Even if we have to stick with the current type check, I still think using PyMapping_GetItemString is better.

It doesn't look like there should be much of a performance hit:

PyMapping_GetItemString calls PyObject_GetItem, which calls the mp_subscript function of the tp_as_mapping member of the type, which calls the function that fetches the return object.
PyDict_GetItemString calls PyDict_GetItem, which calls the function that fetches the return object.

And it would let you get rid of that ugly, almost an exact duplicate of the previous one, extra branch at the bottom of the function.

embray · 2015-05-28T15:29:04Z

@jaimefrio By getting rid of that duplicate branch, do you mean changing all the if (PyDict_Check(obj)) to if (PyDict_Check(obj) || Py_TYPE(obj) == &PyDictProxy_Type) ?

(I suppose I could also include a macro for the latter check).

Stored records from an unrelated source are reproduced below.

PR #561, opened 2019-08-02
Add Starz background

azhou4:
starz

### DIFF
--- a/src/Effects.js
+++ b/src/Effects.js
@@ -10,6 +10,7 @@ const drawSparkle = require('./shapes/sparkle');
 const drawSpiral = require('./shapes/spiral');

jaimefrio · 2015-05-28T15:47:00Z

Yes, that's what I had in mind.

charris · 2015-05-30T03:38:39Z

@jaimefrio This has been updated.
@embray Could you mention this enhancement in the 1.10 release notes? There is probably some dtype documentation that needs updating also.

jaimefrio · 2015-05-30T03:56:03Z

I don't think it has...

embray · 2015-06-01T11:44:27Z

I'll take a look--I still plan to update this with @jaimefrio's suggestion.

…ne wrinkle this revealed is that PyMapping_GetItemString sets a KeyError exception on lookup failure, while PyDict_GetItemString does not--this bug could have surfaced anyways if using the PyMapping method alongside the PyDict method.

embray · 2015-06-01T13:09:32Z

I've pushed an updated version of the patch using just PyMapping_GetItemString. One difference that appeared between it and PyDict_GetItemString is that the latter does not set an exception on lookup failure, while the former does (since it is considered equivalent to the syntax obj[key], and so goes through exception creation, etc.)

This could have been a problem in the original version of the patch too, since the error state wasn't been cleared for all failed dict lookups.

embray · 2015-06-01T13:10:45Z

I looked in the dtype docs for anything that this could conflict with, but didn't see anything. It seems like a bit much of a rare corner-case to be worth calling out explicitly (users will rarely be creating their own dictproxy objects). I think in this case it's best that there's just less surprise when it does work.

jaimefrio · 2015-06-01T13:24:32Z

numpy/core/src/multiarray/descriptor.c

@@ -1165,20 +1175,23 @@ _convert_from_dict(PyObject *obj, int align)
        }
        /* Set the itemsize */
        new->elsize = itemsize;
+    } else {


This would be easier to follow if this branch came first, as you did for 'aligned'.

jaimefrio · 2015-06-01T13:32:13Z

Almost there! ;-)

embray · 2015-06-01T13:56:36Z

I'll squash again before ready to merge, if desired.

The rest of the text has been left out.